Property Priced In Gold

US Money Supply, Gold and House Prices

Source validation comes first

PPIG already has annual New York City median residential sale prices and gold prices in US dollars for 2003–2024. A validated US money-supply input is not yet stored in the project, so this page does not draw provisional charts or invent missing values.

The required source is the Federal Reserve's monthly, seasonally adjusted M2 series, published as FRED M2SL in billions of US dollars.

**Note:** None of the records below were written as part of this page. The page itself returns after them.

PR #1243, opened 2022-04-11
Allow js-slang to load tabs that require ReactDOM

leeyi45:
Modify `convertRawTabToFunction` to handle tabs that require `React` to be passed to them, and also both `React` and `ReactDOM`. This will allow tabs to make use of components like Tooltip2 from blueprint/js.

Refer to [this](https://github.com/source-academy/modules/pull/138) pull request for examples of tabs that utilize such components.


martin-henz (approved):
Looks good.

PR #1244, opened 2022-04-12
Lodash Memoize Fix

leeyi45:
The [`memoize`](https://lodash.com/docs/#memoize) function provided by lodash only memoizes based on the first parameter of the function. This occasionally causes incorrect values to be passed to `loadModuleTabs` and `loadModuleBundle`, creating errors when evaluating tabs or bundles.

```ts
const memoizedGetModuleFileInternal = memoize(getModuleFile)
export const memoizedGetModuleFile = (name: string, type: 'tab' | 'bundle') =>
  memoizedGetModuleFileInternal({ name, type })

// Make getModuleFile a single parameter function instead
function getModuleFile({ name, type }: { name: string; type: 'tab' | 'bundle' }): string {
  return httpGet(`${MODULES_STATIC_URL}/${type}s/${name}.js`)
}
```
The above changes should fix this issue from occurring in the future.

### DIFF
--- a/src/modules/moduleLoader.ts
+++ b/src/modules/moduleLoader.ts
@@ -55,8 +55,9 @@ function getModuleManifest(): Modules {
  */
 
 const memoizedGetModuleFileInternal = memoize(getModuleFile)
-export const memoizedGetModuleFile = (name: string, type: 'tab' | 'bundle') => memoizedGetModuleFileInternal({name, type})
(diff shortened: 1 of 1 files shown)


leeyi45:
I encountered this issue while expanding upon `loadModuleTabs` and `loadModuleBundle`, where calls to the latter were returning me the tabs. Not very sure why this issue hasn't really been noticed before.

PR #1245, opened 2022-04-16
Fix sicp package build

algtan:
I would run into a "MODULE_NOT_FOUND" error when trying to use 'sicp' per the instructions on npm: https://www.npmjs.com/package/sicp

I rebuilt the 'sicp' package with some changes, and now it seems to work when I use it in Node (my repo for 'sicp': https://github.com/algtan/sicp-algtan)

### Changes
`build_sicp_package.sh`:
It seems like items were missing when trying to import 'sicp' when working in Node, so I updated the script to include all dependencies.

`.eslintignore`:
I would run into problems running the `build_sicp_package` script because the linter would find problems in the /dist/ folder, so added this file.

`sicp_publish/package.json` and `sicp_publish/yarn.lock`:
There were missing dependencies for `@joeychenofficial/alt-ergo-modified` and `source-map`.

`src/createContext.ts`:
Kept running into a ESLint error with this file, so changed the problem type to 'string'.

`tsconfig.json`:
Updated the module to `commonjs` to match how 'sicp' was packaged in npm. When building the package with module set to 'es2015', I would run into issues with the 'import' syntax.


martin-henz (approved):
Looks good!

PR #1283, opened 2022-08-25
Fix passing of module params

gok99:
The game module, which relies on module parameters, was receiving `IOptions` instead of the module params passed from frontend. This seems to be because of a `sandboxedEval` call in `sourceRunner.ts`. Changing the argument seems to fix the issue and allows the game module to function correctly.

There were also 2 calls to `fullJSEval` where options are passed for the moduleParams argument. Changing these resulted in the `native.ts` test non-deterministically getting stuck and not being able to complete (running the test individually does not seem to cause the same issue however). I'm not sure if this change needs to be made.


martin-henz:
Just a heads-up: This will require bumping js-slang in frontend. Once this PR is approved, I'll do the bumping. Then this should work in sourceacademy.org. For sourceacademy.nus.edu.sg, we'll need to redeploy the frontend in AWS.

martin-henz (approved):
Looks good!

PR #9901, opened 2025-01-29
Remove control type filed

### LINKED ISSUE #9774: Remove or repurpose the `type` field in the controls section of the Everest configuration
The `type` field in the `controls` section of the Everest configuration is not used and can be removed or re-purposed.

We should investigate if this field is indeed not used for anything meaningful. We will likely find that this field is very often specified in existing configuration files, but not used in any way. Based on this information, we can decide if we want to remove it, or repurpose it within the context of this issue: https://github.com/equinor/ert/issues/9537.

We could leave it as is, it would not affect functionality.

DanSava:
**Issue**
Resolves #9774 

**Approach**

      --exec 'just rapid-tests'`)

## When applicable

### DIFF
--- a/src/everest/config/everest_config.py
+++ b/src/everest/config/everest_config.py
@@ -452,15 +452,18 @@ and environment variables are exposed in the form 'os.NAME', for example:
         wells = self.wells
         if controls is None or wells is None:
             return self
-        well_names = [w.name for w in wells]
+        well_names = {w.name for w in wells}
         if not well_names:
             return self
         for c in controls:
-            if c.type == "generic_control":
-                continue
-            for v in c.variables:
-                if v.name not in well_names:
-                    raise ValueError("Variable name does not match any well name")
+            variable_names = {v.name for v in c.variables}
+            if len(variable_names.intersection(well_names)) not in {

The planned annual series will use the arithmetic mean of all 12 monthly observations for each year from 2003 to 2024.

Planned comparison

US money supply and New York property prices

Awaiting validated M2 data

Main dual-axis chart

This chart will compare annual US M2 money supply on the left axis with New York City median recorded residential sale prices on the right axis over the validated common period.

Planned chart

Gold price in USD vs New York property price

This chart will compare the annual average gold price in US dollars per troy ounce with New York City median recorded residential sale prices using separate vertical axes.

Raw figures

The raw figures behind the comparison

US money supply

Awaiting the validated annual M2SL series.

Gold price in USD

Existing 2003–2024 annual values will be copied from the canonical New York market rows during dataset preparation.

New York property price

Existing 2003–2024 median recorded residential sale prices will be copied from the canonical New York market rows.

Source plan

What will be validated before charting

US money supply

Federal Reserve M2 series M2SL, monthly and seasonally adjusted in billions of dollars, converted to calendar-year arithmetic averages only after all 12 observations are present.

Gold in dollars

Annual average USD gold prices already used by PPIG for New York City, retained byte-for-value in the prepared page dataset.

New York property

Median recorded residential sale prices from NYC Department of Finance annualized property sales. This is a median, not an average, and the page will label it accordingly.

Common coverage

The current complete overlap is 2003–2024. The page will not extend the comparison beyond years supported by all three validated series.